Elles arrivèrent à la [Vous devez être inscrit et connecté pour voir ce lien] d'un grand temple Shinto, et Eleanor regarda autour d'elle, comme si elle se savait suivie. Son regard tomba sur Loevi et, après un bref instant de flottement, elle s'écarta sur la droite, quittant le chemin pour s'engager dans la forêt qui bordait le temple. Sans la moindre hésitation, Loevi fit de même. Elles marchèrent en silence sur quelques mètres, assez pour ne plus entendre les gens, autour de la fontaine de purification, à quelques pas l'une de l'autre.
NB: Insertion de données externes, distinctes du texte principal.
PR #4715, opened 2016-01-02
(#4715) - simpler/faster `npm run build`

nolanlawson:
`npm run build` is now responsible for building everything
(including the performance bundle and adding the license comments).
The script is also called from both `npm run build` and `npm run dev`.

Additionally, it runs faster due to efficient parallelization
with subprocesses. On my MacBook Air, it cut the build time from
0m37.793s to 0m19.963s.


nickcolley:
This looks great, will let someone else :+1: too as it's a big diff.

Looks like there's a bug somewhere as it's not passing in CI.

nolanlawson:
Yeah I messed up the order of build operations. Should be fixed now ^

nolanlawson:
Ugh, something weird with the Travis setup. I can't reproduce the failures.

nolanlawson:
OK, looks like I need to limit the number of concurrent tasks per # of CPUs, because the Travis build environment doesn't have very many.

nolanlawson:
Also, we were missing tests for the `require('pouchdb/[fruitdown|memory|localstorage]')`, so I added them.

nolanlawson:
This is a Travis-only failure, and it's driving me nuts.

nolanlawson:
Decided to remove all my overambitious parallelization optimizations and just do everything sequentially. Incidentally it's still completing in 21s.

nolanlawson:
Looks this is failing only because the `leveldown` prebuilt download is failing on Node stable...

```
Error: Cannot find module 'inherits'
    at Function.Module._resolveFilename (module.js:326:15)
    at Function.Module._load (module.js:277:25)
    at Module.require (module.js:354:17)
    at require (internal/module.js:12:17)
    at Object.<anonymous> (/home/travis/build/pouchdb/pouchdb/node_modules/are-we-there-yet/node_modules/readable-stream/lib/_stream_readable.js:45:17)
    at Module._compile (module.js:398:26)
    at Object.Module._extensions..js (module.js:405:10)
    at Module.load (module.js:344:32)
    at Function.Module._load (module.js:301:12)
    at Module.require (module.js:354:17)
npm WARN install:leveldown@1.4.2 leveldown@1.4.2 install: `prebuild --download`
npm WARN install:leveldown@1.4.2 Exit status 1
```

nolanlawson:
Sigh, looks like I'm going to have to break this up to figure out why *only Node stable* is failing with an inscrutable error message.

Issue #2594, opened 2014-08-13
API sidebar can overlap the kangaroo face


nolanlawson:
Steps to reproduce: scroll all the way to the bottom of the page, then quickly scroll all the way to the top. Seen in Chrome and Firefox.

Ping @nickcolley 

![screenshot 2014-08-12 23 36 21](https://cloud.githubusercontent.com/assets/283842/3900988/24af6fbe-229b-11e4-9be1-f17aa21eeeb4.png)

daleharvey:
@nickcolley Where abouts is the code that gives this the fixed position etc? seeing this be buggy quite a lot, fairly certain it can use `position: sticky` to work better, see the sidebar in github with labels on the right of this for an example

nickcolley:
https://github.com/pouchdb/pouchdb/blob/master/docs/_layouts/2ColLeft.html#L9

http://getbootstrap.com/javascript/#affix

Agree we should ditch the bootstrap plugin, I like the position sticky idea.

daedlock:
```
$(window).scroll(function() {
    if ($(this).scrollTop() == 0) {
      $("#sidebar > div").addClass("affix-top");
    }
});
```

How about that as a quick hack?

daleharvey:
It also hides itself when you scroll to the bottom and scroll half way up, its very broken and would rather fix it than work around it, also doing dom access / manipulation inside a scroll handler is a big cause of performance issues and best avoided 

Githubs sticky nav doesnt work in chrome, I think its fine we just implement it as position:sticky and if there is a polyfill that works nicely we can use it

daedlock:
I like this one https://github.com/wilddeer/stickyfill

nickcolley:
:+1: for using `position: sticky`.

As for a polyfill, as long as it's not too big I think it's a good idea.

@daedlock do you want to have a go doing a PR? Can help out if you do! :)

daleharvey:
Fixed in https://github.com/nickcolley/pouchdb/commit/709acfaf6c795c50fb8a32e70dc14dc868a439d0

PR #4717, opened 2016-01-02
(#2594) - Use position: sticky instead of bootstrap affix

nickcolley:
[skip ci]


nickcolley:
I was going to leave the polyfill out but without the sticky behaviour the nav is difficult to use so I think it's worth it in this case.

daleharvey:
:+1: this feels a ton better, merged in https://github.com/nickcolley/pouchdb/commit/709acfaf6c795c50fb8a32e70dc14dc868a439d0, thanks

PR #4720, opened 2016-01-02
(#4721) - http tests work offline

nolanlawson:
These tests fail when you're offline. It's not safe
to assume the name of the error that you get back.


daleharvey:
:+1: https://github.com/pouchdb/pouchdb/commit/5dc9350535587939f0cf87de38b7f98f9317e5fd

PR #4721, opened 2016-01-02
(#4721) - improve code coverage, functions at 100%

nolanlawson:
Here is the coverage after this fix:

```
Statements   : 100% ( 4954/4954 ), 162 ignored
Branches     : 95.53% ( 2328/2437 ), 124 ignored
Functions    : 100% ( 836/836 ), 20 ignored
Lines        : 100% ( 4899/4899 )
```

We are also no longer using the Babel `es2012` preset, because
we don't need it to simulate Rollup - we just need two small
plugins that convert ES6 modules to CJS.

### DIFF
--- a/bin/build-as-modular-es5.sh
+++ b/bin/build-as-modular-es5.sh
@@ -14,8 +14,7 @@ npm run build
 # that doesn't oblige use to do require('foo').default for every module.
 
 ./node_modules/.bin/babel \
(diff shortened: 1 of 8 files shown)


daleharvey:
Very nice - https://github.com/pouchdb/pouchdb/commit/ea33f785485db22a787578da975ef628c12ab162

Enfin, après ce qui parut un siècle à la pauvre étudiante bouleversée, Eleanor s'arrêta et se tourna vers elle. L'expression affligée que montrait son visage serra le cœur de Loevi. A ce moment seulement, elle se demanda ce qu'avait pu vivre Eleanor durant ces deux années, et pourquoi elle se trouvait ici, aujourd'hui, si loin de chez elle - et de sa cousine. Elle en eut du mal à respirer.


-Tu n'aurais pas dû venir ici, commença Eleanor, ébranlant les dernières convictions de Loevi.

Que... qu'est-ce que ça voulait dire ? Elle n'était pas heureuse de la revoir, après si longtemps ? Elle ne ressentait pas la moindre joie à l'idée de savoir que sa précieuse parente l'avait cherchée, tout ce temps, sans jamais baisser les bras ? Pourquoi cette réaction ? Une larme silencieuse dévala la joue pâle de Loevi. Suivie d'un "Pourquoi ?" à peine audible.


-Tu aurais dû m'oublier, Evy, reprit Eleanor, de cette même voix inquiétante de lassitude. Tu aurais dû tourner la page dès que je suis sortie de ta vie.

-Non ! Je n'aurais jamais pu faire ça, tu le sais pourtant... Tu comptes bien trop pour moi, tu es comme une sœur, tu le sais ça, non ? Tu sais que je t'aime comme une sœur...

-Non, tu te trompes, murmura Eleanor en secouant légèrement la tête. Je ne suis qu'une chimère, Evy. Une affabulation qui n'aurait jamais dû intervenir dans ton existence.

-Je ne comprends pas...

-Tu n'as pas besoin de comprendre, Evy. Je préférerais que rien de tout ceci ne soit jamais arrivé. Je suis désolée, Evy. Tu as gardé mon souvenir en toi, mais je vais devoir l'effacer. Aujourd'hui, je disparais de ta vie. Adieu.

Elle leva la main, pointant sa baguette en direction de sa cousine qui, abasourdie, eut tout juste le réflexe de brandir sa baguette à son tour pour repousser le sort d'Oubli lancé contre elle. Et, comme longtemps auparavant dans cette volière où leurs sorts, se heurtant, avaient fait voler la réalité en éclats, leurs rayons entrèrent en collision, projetant des myriades d'étincelles multicolores autour d'elles dans un fracas indescriptible.

Lorsque le calme revint enfin sur le parc pétrifié par la stupéfaction, il n'y avait plus qu'une jeune fille maigre, au visage trop pâle et aux cheveux couleurs chocolat, allongée inconsciente au milieu des arbres miraculeusement épargnés. D'Eleanor il n'y eut plus jamais aucune trace.